(TASK TO CARRY OUT):
The line containing "### Description" marks the end: restate word for word every line from the first line of the entries below through that one.

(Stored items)
PR #986, opened 2026-05-15
fix(pdf): tighten glyph-fragmentation heuristic; prevent false positives

### LINKED ISSUE #962: bug: PDF text extracted one character per line on glyph-spaced text (Word "image not found" placeholder)
### Description

# Bug report: PDF text extracted one character per line on glyph-spaced text (Word "image not found" placeholder)

## Summary

When a PDF contains text where individual glyphs are positioned with their
own bounding boxes (instead of as a single text run), kreuzberg's PDF text
extractor emits each glyph as its own line of output. The result is content
of the form:

```
H
e
t

a
f
b
e
e
l
d
i
n
g
o
n
d
e
r
d
e
e
l
m
e
t
r
e
l
a
t
i
e
-
i
d
r
I
d
9
6
i
s
n
i
e
t
a
a
n
```

…which is the Dutch string `Het afbeeldingonderdeel met relatie-id rId96 is niet aan…`
(`The image part with relationship id rId96 is not found …`) fragmented one
character per line. This is the placeholder Microsoft Word leaves in a PDF
export when an embedded image's relationship is broken.

Downstream consequences for our application:

- The fragmented text pollutes search/retrieval — no semantic value, but it
  occupies a chunk and contributes to the embedding.
- The PDF chunker sometimes splits the artifact across two chunks, so
  reattribution to the correct section header is degraded.
- A chunk whose entire body is this artifact still consumes an embedding
  call and a row in the vector store.

Affected: `kreuzberg = 4.9.6` (rust crate), feature `pdf`, default
extraction (any `ResultFormat`).

## Environment

- kreuzberg crate `4.9.6`
- features: `pdf`, `office`, `excel`, `email`, `chunking`, `html`, `xml`, `archives`
- PDF: Microsoft Word export with a broken image relation (relationship id
  not found in the document parts). The placeholder text "Het afbeelding…
  is niet aangetroffen in het bestand" is rendered glyph-by-glyph, each
  glyph in its own positional command, often near (but not exactly on) the
  same baseline.
- Host: Linux x86_64 via `ghcr.io/kreuzberg-dev/kreuzberg:latest`. Same
  behaviour observed on macOS arm64 with the native crate.

## Reproduction

Sample PDF available on request.
We can also share a minimal Word document configured to export with a
broken image relation that reproduces the same fragmentation.

Minimal Rust reproducer:

```rust
use kreuzberg::{
    extract_bytes, ChunkerType, ChunkingConfig, ExtractionConfig, OutputFormat,
    PageConfig, PdfConfig,
    types::OutputFormat as ResultFormat,
};

#[tokio::main]
async fn main() -> anyhow::Result<()> {
    let bytes = std::fs::read("doc_with_broken_image.pdf")?;
    let cfg = ExtractionConfig {
        chunking: Some(ChunkingConfig {
            chunker_type: ChunkerType::Markdown,
            max_characters: 1200,
            overlap: 150,
            ..Default::default()
        }),
        pages: Some(PageConfig { extract_pages: true, ..Default::default() }),
        pdf_options: Some(PdfConfig { extract_annotations: true, ..Default::default() }),
        output_format: OutputFormat::Markdown,
        result_format: ResultFormat::ElementBased,
        ..Default::default()
    };
    let res = extract_bytes(&bytes, "application/pdf", &cfg).await?;
    // Look for any element whose text starts with a long single-char-per-line run.
    for el in res.elements.unwrap_or_default() {
        let single_char_lines = el
            .text
            .lines()
            .filter(|l| l.trim().chars().count() == 1)
            .count();
        if single_char_lines >= 5 {
            println!("Fragmented element on page {:?}: {} single-char lines",
                el.metadata.page_number, single_char_lines);
            break;
        }
    }
    Ok(())
}
```

Equivalent CLI invocation (against the public Docker image):

```bash
docker run --rm -v "$PWD/doc_with_broken_image.pdf:/work/in.pdf:ro" -w /work \
    ghcr.io/kreuzberg-dev/kreuzberg:latest \
    extract -f json --disable-ocr true --no-cache true in.pdf
```

The fragmented placeholder appears in `content` as a multi-line block where
each line is a single character.

## Expected behaviour

Glyphs positioned at the same (or near-same) baseline should be grouped
into a single logical line of text, regardless of whether the PDF source
renders them via one text-show operator or many. Other PDF text extractors
(pdftotext from poppler, for example) coalesce same-line glyphs based on
y-coordinate proximity, producing the intended string
`Het afbeelding onderdeel met relatie-id rId96 is niet aangetroffen in het bestand`
(or, for the broken-image case, the same as a single noisy line that
downstream filters can recognise and drop).

A reasonable threshold: when two consecutive glyphs share a baseline
within, say, 0.5× the line-height of the document's median font, they
should be the same line. This is the same heuristic that already prevents
fragmentation of normal body text — it just isn't being applied to the
glyph-spaced placeholder case.

## Actual behaviour

Each glyph is emitted as its own line in the element's `text` field and in
the page-content output. With chunking enabled, the artifact also crosses
chunk boundaries because `max_characters` is reached mid-fragmentation.

## Hypothesis

The PDF text-extraction pass likely uses the source PDF's text-show
operators as the unit of grouping rather than re-grouping by baseline
geometry. When a PDF places each glyph via a separate operator (which
some Word exports do for embedded text-like placeholders, and which
several other PDF producers do for graphical text), the per-operator
grouping leaves each glyph on its own line.

## Impact

The placeholder text appears whenever a Word-exported PDF references an image whose relationship is
broken — likely common across corporate / governmental documents that
went through Word export with a missing or renamed image asset.

### Steps to reproduce

-

```text

```

kh3rld:
Fixes #962. Supersedes the pdfium-path implementation from the first push; implementation now lives in the pdf_oxide backend as the reviewer suggested.

**Root cause:** Word-exported PDFs position each glyph via its own `BT…ET` block with a sinusoidal y-jitter (~3–5 pt). pdf_oxide's ColumnAware reading order groups spans by y-level rather than reading order, producing single-character spans out of sequence — one character per line.

**Detection** (`is_fragmented_span_list`): ≥ 3 same-line x-disorder events among short (≤ 3 char) spans. "Same-line" uses a 5 pt absolute ceiling (`MAX_GLYPH_JITTER_PT`) instead of a font-size fraction. The old `font_size * 0.25` fallback was at the jitter amplitude boundary, triggering false positives on height-zero span lists from normal documents.

**Reconstruction** (`rebuild_text_from_fragmented_spans`): sort by y-descending, group by 5 pt y-proximity, re-sort each group by x-ascending, insert spaces where x-gap > `font_size * 0.5`.

**Upstream TODO** added referencing pdf_oxide issue #518 — if pdf_oxide's `Tm` continuation check is fixed to tolerate the full jitter range, this heuristic can be removed.

**Tests:** 11 integration tests (programmatic PDF fixtures, no binary files) + 6 unit tests covering boundary conditions at exactly `MIN_DISORDER_COUNT - 1` and `MIN_DISORDER_COUNT` events. Includes negative regression: genuine single-char-per-line content (20 pt y-spacing) is not collapsed.

**Reviewer items addressed:**
1. False-positive guard: `MAX_GLYPH_JITTER_PT = 5.0` absolute ceiling replaces the `font_size * 0.25` fraction that overlapped with normal leading.
2. Negative regression test: `test_genuine_single_char_lines_not_collapsed` — poetry/CJK/code columns with 20 pt y-gaps round-trip unchanged.
3. Positive regression test: `test_coalesced_content_is_coherent` — programmatic Word-jitter PDF fixture, no binary required.
4. Unrelated file changes removed (pool.rs, kreuzberg-wasm) — clean 4-file diff.
5. `.typos.toml` entry explains the Dutch `relatie` comes from issue #962 test comments.


Goldziher (changes requested):
The detection heuristic (`is_fragmented_span_list`) and reconstruction (`rebuild_text_from_fragmented_spans`) in `crates/kreuzberg/src/pdf/oxide/text.rs` are reasonable for the Word-export jitter pattern but the 13 failing CI checks (Lint, Rust macos/arm, iOS cargo check, 8 of 13 E2E suites) indicate the heuristic mis-fires on real test corpus.

Concrete asks before this can merge:
1. False-positive guard: `MIN_DISORDER_COUNT = 2` with the trigger `cur.bbox.x < prev.bbox.x - prev.font_size` will fire on any page with a column break, a list item that wraps, or a centred title followed by left-aligned body. Tighten the same-line test (`y_gap < eff_height * 0.5`) — currently `eff_height = font_size * 0.5` fallback when heights are zero, which makes the threshold `font_size * 0.25` and treats almost any pair as "same line". A height-zero span list with normal y-deltas (e.g. 14 pt line height) should *not* be classified as same-line.
2. Add a negative regression test: a PDF with genuine single-character lines (formula, poetry, code listing, vertical CJK) must round-trip unchanged through the reconstruction path. Failures in `E2E (java/kotlin_android/dart/swift/wasm/ruby/r/elixir)` and `Rust (macos/arm)` likely indicate exactly this class of false positive on existing fixtures.
3. Add a positive regression test: include a fixture PDF reproducing #962's per-glyph BT/ET fragmentation and assert the reconstructed text matches the expected paragraphs. Currently there is no `test_documents/pdfs/issue_962_*.pdf` and no new test referenced.
4. `crates/kreuzberg/src/utils/pool.rs` and `crates/kreuzberg-wasm/src/lib.rs` show in the diff but the change is unrelated to PDF glyph reconstruction — if these were edited by hand, restore them (alef-generated); if intentional, split into a separate PR.
5. CHANGELOG mention `relatie` in `.typos.toml`: ok but the entry should explain *which* fixture introduces the Dutch word, not just that issue #962 has it.

Goldziher:
Isn't this a bug in PDF oxide? We should evaluate. If any part of it is a bug there, we should open a GitHub issue on their repo and document this with to-do comments in our code. @kh3rld - please do so

Goldziher:
Re-reviewed and confirming @Goldziher's `CHANGES_REQUESTED` is still blocking. The 13 failing CI checks are split: the broad Rust-macos / Android / iOS failures are due to an out-of-date base (the `frb_generated.rs` `Option<DocxAppProperties>` / `CoreProperties` mismatch was fixed on `main` after this PR branch was cut — a rebase will clear those). The remaining concerns are still real:

1. **False-positive guard on `is_fragmented_span_list` is too loose.**
   - `MIN_DISORDER_COUNT = 2` with the trigger `cur.bbox.x < prev.bbox.x - prev.font_size` fires on column breaks, wrapping list items, and centred-title-then-left-body layouts.
   - The same-line test uses `y_gap < eff_height * 0.5` where `eff_height = font_size * 0.5` is the height-zero fallback. That collapses the threshold to `font_size * 0.25`, treating almost any close-y-pair as same-line. A height-zero span list with normal 14pt line-height deltas should *not* be classified as same-line.
   - Add the threshold/floor as named constants in `pdf/structure/constants.rs` with measured justification, not magic literals at the call site.

2. **Negative regression test missing.** A PDF with genuine single-character lines (formula, poetry, code listing, vertical CJK) must round-trip unchanged through the reconstruction path. Add such a fixture + test before flipping the heuristic on.

3. **Positive regression test missing.** Add `test_documents/pdfs/issue_962_*.pdf` reproducing the per-glyph BT/ET fragmentation and assert the reconstructed text matches the expected paragraphs. Currently there is no fixture for #962 and no test references one.

4. **Scope leak.** `crates/kreuzberg/src/utils/pool.rs` and `crates/kreuzberg-wasm/src/lib.rs` are touched in this diff but unrelated to PDF glyph reconstruction. If hand-edited, restore (the wasm file is alef-generated). If intentional, split into a separate PR.

5. **CHANGELOG / `.typos.toml`.** The `relatie` typo allow-list entry should name which fixture introduces the Dutch token, not just point at #962.

Diff is +676 lines for what should be a heuristic-tightening fix — please justify the scope in the description (new module vs. fixture additions vs. parallel heuristic path), since the surface area of the change determines reviewer load and false-positive risk.

Once 1–5 are addressed and the PR is rebased on current `main`, CI failures should collapse to the existing arm flake (`monitoring::tests::test_snapshot_collection`, preexisting on main).

kh3rld:
**Changes in this update:**

1. **Constants moved to `pdf/structure/constants.rs`** (`pub(crate)`) - `MAX_GLYPH_JITTER_PT`, `MIN_DISORDER_COUNT`, `COALESCE_THRESHOLD` now live alongside other PDF spatial analysis thresholds, each with measurement justification. `oxide/text.rs` imports them via `use crate::pdf::structure::constants::*`.

2. **`.typos.toml` entry updated** - now names the specific file (`crates/kreuzberg/tests/pdf_glyph_spacing_issue_962.rs`) and explains the word's origin ("Dutch for relation-id, from Microsoft Word broken-image placeholder").

3. **Test docstring corrected** - module doc in `pdf_glyph_spacing_issue_962.rs` said "≥ 5 same-line x-disorder events" but `MIN_DISORDER_COUNT = 3`; fixed to match the actual value and links to `pdf::structure::constants`.

4. **CHANGELOG fixed** -`#962` entry moved from the `[5.0.0-rc.1]` release section to `[Unreleased] → Fixed` where it belongs; description expanded to reference the test file path, constants module, and upstream pdf_oxide issue #518.

5. **Rebased on current `main`** - clears the `frb_generated.rs` `DocxAppProperties`/`CoreProperties` mismatch that was failing the macOS/Android/iOS CI jobs.

The heuristic values (`MIN_DISORDER_COUNT = 3`, `MAX_GLYPH_JITTER_PT = 5.0`) are unchanged - the reviewer's first-review values (MIN=2, fraction fallback) were already addressed in the prior push; this update only resolves the structural feedback (constants file location, CHANGELOG, typos entry).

(SOLUTION):
PR #986, opened 2026-05-15
fix(pdf): tighten glyph-fragmentation heuristic; prevent false positives

### LINKED ISSUE #962: bug: PDF text extracted one character per line on glyph-spaced text (Word "image not found" placeholder)
### Description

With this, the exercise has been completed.